Being a self-appointed animal rescuer, distress calls catch my attention and cause me to spring into action. As I pulled into my driveway in my topless Jeep, I heard what I assumed was the sound of two cats fighting. (Search YouTube for “The Conversation of Tiger Woods with his Girlfriend” to hear the sound.) I sprang from my Jeep and headed across my street to break it up. Once I reached a neighbor’s driveway, I realized the sound wasn’t coming from cats, it was coming from an orgasmic woman behind an open window.

Now, I know I’m slightly out of practice. Yet, I should know the difference between a woman in pleasure and a pissed off cat, shouldn’t I? It got me thinking, Why are orgasmic sounds so varied?

Here are some that I may or may not have experienced while being the deliverer of the orgasm or a casual passerby:
  • Orgasmus Normalis - Deep breathing, moaning, and a few short sentences with words like “God” and “Yes.” It escalates until one big “Argh!” and an exhale.
  • Orgasmus Dirtius - There are different levels of this but each one contains expletives. I’m a big fan of naughty words, but not while bumping naughty bits, because those words make me giggle. Giggling during lovemaking is not something any woman takes lightly.
  • Orgasmus Silentius - Here’s where I hold the back of my hand under a nostril and peel open eyelids to make sure I haven’t induced coma. This reaction also makes me consider penis elongatus.
  • Crygasm - I never quite know how to react to orgasms that cause eyes to leak. I’m afraid to ask. Tears of pain and tears of joy are remarkably similar in the dark.
  • Orgasmus Athleticus - I’m almost fifty. I’m no longer pliable. Some positions are best left to the smelly-matted yoga boys. I’ve had to tap out of a few sessions. Once, I said, “Uncle!” and she responded, “Don’t you mean: Aunt?”
  • Orgasmus Operatus - This is the one I heard when I went to break up the cat fight. It started with a single note with slight alterations in volume and pitch. If there were hip-slapping noises, I may have known sooner. Mariah would have been impressed with the sustain. I need to remember to deploy my fancy spy device (iPhone) on such occasions.
A man will usually mimmic his partner as that’s the safest strategy. If she starts squealing, it’s safe for him to growl. If she drops F-bombs, he can launch a few of his own. If she calls him “Daddy” or “Papi” ... well, it’s best to take that compliment silently. If she reacts to his butt slapping, ear licking, or nipple twisting with silence, he should know to quit it.

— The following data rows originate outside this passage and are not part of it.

PR #1548, opened 2022-07-04
LOG-2285: Add insecureSkipVerify option to output spec

xperimental:
### Description

This PR implements a new global setting on OutputSpec that can be used to control verification of certificates for TLS client connections. This is for enabling easier testing/debugging scenarios.

/assign @alanconway 

### Links

- JIRA: [LOG-2285](https://issues.redhat.com/browse/LOG-2285)


internal/generator/fluentd/output/fluentdforward/fluentdforward.go
```diff
@@ -94,7 +94,7 @@ func SecurityConfig(o logging.OutputSpec, secret *corev1.Secret) []generator.Ele
 		conf = []generator.Element{
 			TLS(true),
 		}
-		if secret == nil {
+		if o.TLS != nil && o.TLS.InsecureSkipVerify {
 			conf = append(conf, TLS(false))
 		}
 	}
```
alanconway: SkipVerify does not mean turn off TLS, it means add the required configuration to enable TLS but skip cert verify. Also the old code looks wrong anyway - TLS on/off depends on the schema (http vs. https) not on the presence or absence of a secret. I think it should be:
```
	if url.IsTLSScheme(u.Schema) {
		conf = append(conf, TLS(true))
		conf = append(conf, TLSSkipVerify(o.TLS != nil && o.TLS.InsecureSkipVerify))
	} else {
		conf = append(conf, TLS(false))
	}
```

test/e2e/logforwarding/fluent/fluent_secure_test.go
```diff
@@ -103,13 +98,18 @@ var _ = Describe("[ClusterLogForwarder]", func() {
 		clf.Spec.Pipelines = []loggingv1.PipelineSpec{{InputRefs: []string{loggingv1.InputNameApplication}}}
 		for _, s := range f.Receiver.Sources {
 			secret := &loggingv1.OutputSecretSpec{Name: s.Name}
+			var tls *loggingv1.OutputTLSSpec
 			if s.Name == "no-auth" {
 				secret = nil
+				tls = &loggingv1.OutputTLSSpec{
+					InsecureSkipVerify: true,
+				}
```
alanconway, line 106: The no-auth case doesn't need skipverify, there's nothing wrong with the cert. I think the the problem was that the absence of a Secret was disabling TLS, which was incorrect. 
You'll need an additional mutual-auth case where the server has a bad cert to validate the skipverify flag works.

alanconway (changes requested):
Comments in line.

internal/generator/fluentd/output/fluentdforward/fluentdforward.go
xperimental: The version you commented on is outdated by now. `TLS(false)` was a bit unclear in what it was actually doing. I assumed that it turns off TLS at first as well (and it does for other output implementations). In this case the template for `TLS(false)` just generated the `insecure_mode true` flag, that's why both `TLS(true)` and `TLS(false)` were added to the configuration.

I have refactored the `TLS` type to be less ambiguous in the current state of the PR.

test/e2e/logforwarding/fluent/fluent_secure_test.go
xperimental: The code never disabled TLS, the `TLS(false)` option was just a bit misleading.

I think I had pushed the last change just when you were doing the review. It seems one comment is on the old version and one on the new state of the PR. Maybe this caused some confusion?

apis/logging/v1/cluster_log_forwarder_types.go
```diff
@@ -183,10 +186,6 @@ type OutputSpec struct {
 	//   `passphrase`: Passphrase to decode an encoded TLS private key. Requires tls.key.
 	//   `ca-bundle.crt`: Custom CA to validate certificates.
 	//
-	//   `tls.insecure`: If this key is present (with any value) accept server certificates that are self-signed or have an incorrect hostname.
```
jcantrill, line 186: @alanconway do we need to continue to honor this arrangement for backwards compatibility?

alanconway:
@xperimental  I think we should remove the backwards compat. Its use will not be common yes, only occurs in dev/test environments, and will be easily spotted by "invalid cert" messages in collector log, so we can quickly route users to the new method.

apis/logging/v1/cluster_log_forwarder_types.go
xperimental: @jcantrill Alan has answered this question in a separate comment. Okay to un-hold?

I didn’t get to break up any cat fight nor did I grab a beach chair, Cheetos, and a frosty Blue Moon. I did not golf clap. I walked silently back to my garage and reminded myself that sound travels (in other words, close the damn windows). When I entered my house, Syd & Symon (my cats) greeted me at the door with “What the fuck was that?” looks on their fuzzy faces.

“Sorry, boys. False alarm. That’s just one lucky neighbor.”